We often ask a lot of pro-Taiwan groups and ask them, “Is the Taiwan you advocate for actually a just and equal Taiwan? Where are indigenous in the Taiwan you envision? Where are indigenous communities?” Old pro-Taiwanese people will raise the “Four Great Ethnic Groups.” Indigenous aren’t part of this at all! [Laughs] Indigenous culture and social and arts have existed far longer than Han culture and society. 

When can we look at these real historical distinctions, we can find what is shared between us, with all these differences, rather than just claiming “We’re all just Taiwanese!” in an obfuscatory manner. So I think this is what confronts us, apart from maintaining stability in facing outside, internal issues are more important.

If we don’t firmly address the process of transitional justice, when we confront outside pressure, we’re crash very quickly internally. We wouldn’t have a shared ability to persist. This is what is what I think we confront most severely at present. And transitional justice isn’t only seeing who is the victimizer.

It’s looking at history properly, not repeating history and attempting to make redress for it, and everyone continuing together. This includes the authoritarian period, the White Terror, and the long-term history of colonization of indigenous by the nation-state. That needs to be made clear.

Brian Hioe:  Do you think that there could be another social movement in Taiwan such as the Sunflower Movement?

Savungaz Valincinan:  I don’t think so. For at least twenty years or so.

Brian Hioe:  Lastly, do you think that the Sunflower Movement could influence the international world or international social movements?

Savungaz Valincinan:  As my observations go, because I’ve had the opportunity to interact with other young people in Asia in the past few years and establish some networks. I believe that Taiwan’s experience can influence how neighboring countries reflect upon their movements. But at the same time, movements in neighboring countries, including the experience of failure, is something that Taiwan needs to be very careful about.

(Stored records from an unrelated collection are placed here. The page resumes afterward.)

PR #2111, opened 2026-09-08
fix(#2107): merge multi-value template-extract splits into one array element

### LINKED ISSUE #2107: sdc-template-extract: repeating value split into separate array elements, in reverse order, when an earlier sibling value is empty
# sdc-template-extract: repeating value split into separate array elements, in reverse order, when an earlier sibling value is empty

**Describe the bug**

Within a single `templateExtractContext`, if the *first*-declared `templateExtractValue` evaluates to an empty result (e.g. an unanswered question) and a *later*-declared `templateExtractValue` evaluates to **multiple** values (a repeating question), the multiple values are written as separate array elements instead of merged into one — and in reverse order.

Root cause is the interaction of two things in `packages/sdc-template-extract/src/SDCExtractQuestionnaireResponseOperation/utils`:

1. `evaluateAndInsertIntoPath` (`evaluateTemplateExtractPath.ts`) sets `isNewInsert = true` per context match and only flips it to `false` once some `valuePathMap` entry evaluates non-empty:
   ```ts
   let isNewInsert = true;
   for (const [valuePath, valueEvaluation] of valuePathMap.entries()) {
     const valueResult = fhirPathEvaluate(...);
     insertValuesToPath(entryPath, insertIndex, isNewInsert, valuePath, valueResult, ...);
     if (Array.isArray(valueResult) && valueResult.length) {
       isNewInsert = false;
     }
   }
   ```
   `valuePathMap` is walked in template-declaration order. If the first-declared value (e.g. `_family`) has no answer, it evaluates to `[]`, so `isNewInsert` is still `true` when the next value (e.g. `_given`) runs.

2. `insertValuesToPath` (`templateInsert.ts`) reuses that *same* `isNewInsert` for every item produced by a single value's multi-value evaluation:
   ```ts
   for (let i = 0; i < valuesToInsert.length; i++) {
     walkTemplateAndInsertValue(templateToMutate, entryPath, cleanedEntryPathSegments, isNewInsert, valuesToInsert[i]);
   }
   ```
   For a repeating question, `buildValuesToInsert` splits the evaluated result into one object per answer (e.g. `[{given:['a']}, {given:['b']}]`) — intentionally, so the first seeds the array element and the rest merge into it. But since `isNewInsert` is still `true` for *both* items here, **both** hit the "new array insert" branch in `walkTemplateAndInsertValue`:
   ```ts
   if (Array.isArray(current) && typeof finalSegment === 'number' && isNewInsert) {
     current.splice(finalSegment, 0, valueToInsert);
     return;
   }
   ```
   at the *same* `insertIndex` — the second splice pushes the first element over instead of merging into it.

**To Reproduce**

Minimal `Patient.name[0]` template with a `templateExtractContext`, a `_family` value (declared first) and a repeating `_given` value (declared second). Leave `family` unanswered; answer `given` twice.

Questionnaire (contained template + item definitions):
```json
{
  "id": "GivenNameReversal",
  "url": "https://smartforms.csiro.au/docs/tests/GivenNameReversal",
  "status": "draft",
  "subjectType": ["Patient"],
  "contained": [
    {
      "resourceType": "Patient",
      "id": "patTemplate",
      "name": [
        {
          "extension": [
            { "url": "http://hl7.org/fhir/uv/sdc/StructureDefinition/sdc-questionnaire-templateExtractContext", "valueString": "item.where(linkId = 'name')" }
          ],
          "_family": {
            "extension": [
              { "url": "http://hl7.org/fhir/uv/sdc/StructureDefinition/sdc-questionnaire-templateExtractValue", "valueString": "item.where(linkId = 'family').answer.value.first()" }
            ]
          },
          "_given": [
            {
              "extension": [
                { "url": "http://hl7.org/fhir/uv/sdc/StructureDefinition/sdc-questionnaire-templateExtractValue", "valueString": "item.where(linkId = 'given').answer.value" }
              ]
            }
          ]
        }
      ]
    }
  ],
  "item": [
    {
      "extension": [
        { "url": "http://hl7.org/fhir/uv/sdc/StructureDefinition/sdc-questionnaire-templateExtract",
          "extension": [{ "url": "template", "valueReference": { "reference": "#patTemplate" } }] }
      ],
      "linkId": "patient", "text": "Patient Information", "type": "group",
      "item": [
        { "linkId": "name", "text": "Name", "type": "group", "repeats": true,
          "item": [
            { "linkId": "given", "text": "Given Name(s)", "type": "string", "repeats": true },
            { "linkId": "family", "text": "Family/Surname", "type": "string" }
          ]
        }
      ]
    }
  ]
}
```

QuestionnaireResponse (only `given` answered, twice; `family` left blank):
```json
{
  "resourceType": "QuestionnaireResponse",
  "status": "completed",
  "questionnaire": "https://smartforms.csiro.au/docs/tests/GivenNameReversal",
  "item": [
    { "linkId": "patient", "item": [
      { "linkId": "name", "item": [
        { "linkId": "given", "answer": [{ "valueString": "a" }, { "valueString": "b" }] }
      ]}
    ]}
  ]
}
```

Because what we see is the regress of democracy in many Asian countries, including military governments coming to power again in many countries. Why does Taiwan think itself exempt from these trends? Why does Taiwan only look at the experience of western countries and not what the experiences of Asian countries are? Why does it preserve that sense of vulnerability and attempt to connect with other Asian countries? I think that is quite interesting.

Photo credit: billy1125/Flickr/CC

For example, with Tsai Ing-Wen advocating the New Southwards Policy, many national governments are actually quite panicked, because they want to maintain relations with China. I remember seeing Myanmar or another country’s leader stating that Taiwan wants to expand its democracy and social movement experience using the New Southwards Policy, but that this was an unforgivable thing. You would think, “Wow! Unforgiveable?!”

You can’t exempt yourself from Asia. You can’t exempt yourself from the world. There is shared experience. Taiwan has to look around and see what occurs around it. Because that could also be Taiwan’s future, if democratization fails. Everyone feels that they are an undeveloped country, but that is not so.

Thailand’s democratization, Myanmar’s democratization, the history of these we can see clearly, and it doesn’t differ from us too much. But why have they regressed? And why hasn’t Taiwan? Could Taiwan regress? I think it could. If you look at the comments below news articles, you can see the strength of the opposition.

So progressive young people should not underestimate the strength of opposition outside just our social circles in only looking at our successes. And progressive youth may not be so progressive themselves. Self-reflection is very important, to know one’s place in Asia and the international world, and to know the relation of people on this piece of land, under this government, in this country, and in this domain. How to achieve mutual respect. This is very important.